Shasta Geaux Pop Raises the Roof and Opens the Cultural Floodgates

Reserve your ticket to Line by Line, part of the MIT Performing series
February 15, 2019 / 8:00pm
MIT Theater Building W97, 345 Vassar Street, Cambridge, MA


Ayesha Jordan brings her mega-party persona and work-in-progress to MIT Performing

When Shasta Geaux Pop—Ayesha Jordan’s hip-pop alter-ego—performed at the Public Theater’s 2018 Under the Radar Festival, the audacious performer took over the theater lobby, where she touched down like a mothership checking in on some dizzy and worshipful Earthlings.

Glittering in a golden spiked helmet and mirrored Amazonian breastplate, Shasta proceeded to dance on the bar, march through the crowd and spin a color guard rifle over her head, as she leapt onto tables to sing Millie Jackson-style R&B and EDM-inflected pop. (She was both the party and the disco ball.) If you listened closely, Jordan’s voice was there too, performing a sex-positive, Southern-inflected, tart-tongued satire.

Jordan (and Shasta) will touch down at MIT for a week-long residency in February, along with her collaborator, the composer/artist Justin Hicks. On February 15, as part of the inaugural MIT Performing series, the duo will present a developmental stage of their new piece, Line By Line, as part of a massive expansion of Jordan’s Shasta project.

Speaking from Sydney, where she’s on tour with Geoff Sobelle’s Home, Jordan spoke about Shasta in the third person. There’s a sense that her performance-art creation is a kind of autonomous figure, that Shasta is another collaborator, responsible in her own way for content and critique.

“Shasta was born when I was living in Atlanta,” Jordan explains. “I was getting so frustrated because it was just pop stars getting all these roles in films and TV! I thought, well, maybe if I become a famous rapper, I can finally book a movie.” The character’s name derives from the retro soft drink, with the “Geaux” pronounced “Goes,” despite its Francophone spelling. In Jordan’s mind, Shasta is bright colors, the ‘80s and effervescence (she cites Pee Wee Herman as an influence); she’s also deeply rooted in the Creole South.

Jordan began writing songs for Shasta that poked fun at pop culture excesses, starting with her signature song, “Drunk and Famous.” Says Jordan, “At that time Paris Hilton and Nicole Richie were getting in trouble for DUIs, and I thought, there’s something to that! I started with the songs, then the persona came to life. Shasta was born August 17th—technically, she’s a Leo.”

That progression—which starts with being famous and works backwards—enabled Jordan to crack open certain inhibitions as performer, a process that began when she moved to New York in 2008. Jordan was always on the lookout for ways to let Shasta loose.

While her own performance style is exuberant (theater director Charlotte Brathwaite, Assistant Professor of Theater Arts at MIT, once called Jordan “radiant”) it was shy of Shasta-level outrageousness. “But once you get past the fear of what other people think, everything is possible! With Shasta, you don’t have to censor yourself.”

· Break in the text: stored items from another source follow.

PR #19, opened 2024-01-25
Make the swagger host configurable

pulltheflower:
- Make the swagger host configurable, the default value is `localhost:8080`.

### DIFF
--- a/common/config/config.go
+++ b/common/config/config.go
@@ -9,7 +9,7 @@ type Config struct {
 
 	APIServer struct {
 		Port         int    `envconfig:"STARHUB_SERVER_SERVER_PORT" default:"8080"`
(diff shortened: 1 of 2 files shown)


common/config/config.go
```diff
@@ -9,7 +9,7 @@ type Config struct {
 
 	APIServer struct {
 		Port         int    `envconfig:"STARHUB_SERVER_SERVER_PORT" default:"8080"`
-		ExternalHost string `envconfig:"STARHUB_SERVER_SERVER_EXTERNAL_HOST" default:"http://localhost"`
+		ExternalHost string `envconfig:"STARHUB_SERVER_SERVER_EXTERNAL_HOST" default:"localhost:8080"`
```
Rader, line 12: suggest rename to `STARHUB_SERVER_PUBLIC_DOMAIN`

pulltheflower: Nice catch!  Renamed.

Rader (approved):
LGTM

PR #20, opened 2024-01-26
add cmd to fix org data

Rader:
- scan orgs and try to create gitea orgs for dataset,model,space and code;
 - init roles for gitea orgs
 - set org creator as org admin


pulltheflower (approved):
LGTM

PR #23, opened 2024-02-02
Add upload_file API for model and dataset

pulltheflower:
- Add upload_file API for model and dataset to support file upload

API path:

/api/v1/models/:namespace/:name/upload_file
/api/v1/datasets/:namespace/:name/upload_file


component/dataset.go
```diff
@@ -559,3 +560,31 @@ func (c *DatasetComponent) UpdateDownloads(ctx context.Context, req *types.Updat
...
+	updateFileReq.NameSpace = req.NameSpace
+	updateFileReq.Name = req.Name
+	updateFileReq.FilePath = req.FilePath
+	updateFileReq.SHA = tree[0].SHA
+
+	_, err = c.UpdateFile(ctx, &updateFileReq)
+	if err != nil {
+		return err
+	}
+	return nil
```
Rader, line 589: return err

api/handler/model.go
```diff
@@ -782,26 +780,24 @@ func (h *ModelHandler) UploadFile(ctx *gin.Context) {
...
-	fileBytes, err := io.ReadAll(openedFile)
-	if err != nil {
-		slog.Error("Error reading uploaded file", "error", err)
-		httpbase.BadRequest(ctx, err.Error())
-		return
-	}
-	encodedString := base64.StdEncoding.EncodeToString(fileBytes)
+	var buf bytes.Buffer
+	w := base64.NewEncoder(base64.StdEncoding, &buf)
+	io.Copy(w, openedFile)
```
Rader, line 785: check error

api/handler/model.go
```diff
@@ -782,26 +780,24 @@ func (h *ModelHandler) UploadFile(ctx *gin.Context) {
...
+
+	defer w.Close()
```
Rader, line 787: should not defer

pulltheflower: Done.

api/handler/model.go
pulltheflower: Done.

Rader (approved):
LGTM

Shasta’s liberation has vaulted the past two years with a sloshed Mardi Gras video with Tatiana McCabe, a production at the experimental space the Bushwick Starr, a wild “guided party” on the High Line park in Chelsea and a tour that went to Amsterdam and San Diego’s WOW Festival. “She cracked through the ceiling and is trying to take over the world,” Jordan laughs.

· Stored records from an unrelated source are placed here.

PR #25, opened 2024-02-18
Check current user when deleting and updating organization

pulltheflower:
- Add current_user to EditOrgReq
- Add DeleteOrgReq
- Check permission of current_user when deleting and updating organiztion

### DIFF
--- a/api/handler/organization.go
+++ b/api/handler/organization.go
@@ -87,19 +87,27 @@ func (h *OrganizationHandler) Index(ctx *gin.Context) {
 // @Accept       json
 // @Produce      json
 // @Param        name path string true "name"
+// @Param        body body types.DeleteOrgReq true "body"
 // @Success      200  {object}  types.Response{} "OK"
 // @Failure      500  {object}  types.APIInternalServerError "Internal server error"
 // @Router       /organizations/{name} [delete]
 func (h *OrganizationHandler) Delete(ctx *gin.Context) {
-	name := ctx.Param("name")
-	err := h.c.Delete(ctx, name)
+	var req types.DeleteOrgReq
+	if err := ctx.ShouldBindJSON(&req); err != nil {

At MIT, Jordan and Hicks will develop the blueprint for a show that will premiere in 2020 at the New York cultural space, The Shed. “MIT has all of these brilliant minds, so we’ll see how we can get the students to help us with aspects like live-video, light, and sound,” says Jordan, adding that the scaleup from lobbies and black boxes to the massive Shed will require another level of crowd control, since Shasta really likes to interact with her fans.

She also knows how to open up an audience. The mega-partier once got people to partner up with strangers to, well, kegel together. “Shasta’s whole song “Kegel to the Beat,” is strangers just…squeezing and releasing,” Jordan laughs. At MIT, she’ll experiment in how to create that type of intimate inter-audience connection without, necessarily, a sphincter-control element.

Jordan looks forward to digging deep into Shasta’s background. “I want the show at the Shed to hit a bit harder,” she says, acknowledging that her work is turning more explicitly political. The title Line by Line evokes many things: a step-by-step approach, ancestral lines, and the New Orleans tradition of second line parades. “What if Shasta went home to Louisiana? It’s such a rich, rich culture and such a dark history too.”

In many ways, Jordan brings the most porous of all the works to the 2018-2019 MIT Performing series, the piece that will be most influenced by the students who witness it. “Shasta is a pop star making fun of herself—both part of this world and talking about it,” Jordan says. “She makes it safer for the audience to look at themselves.”

While the audience holds up a mirror, Shasta will also be looking at you. So conduct yourselves accordingly, everybody: get up on that bar and dance.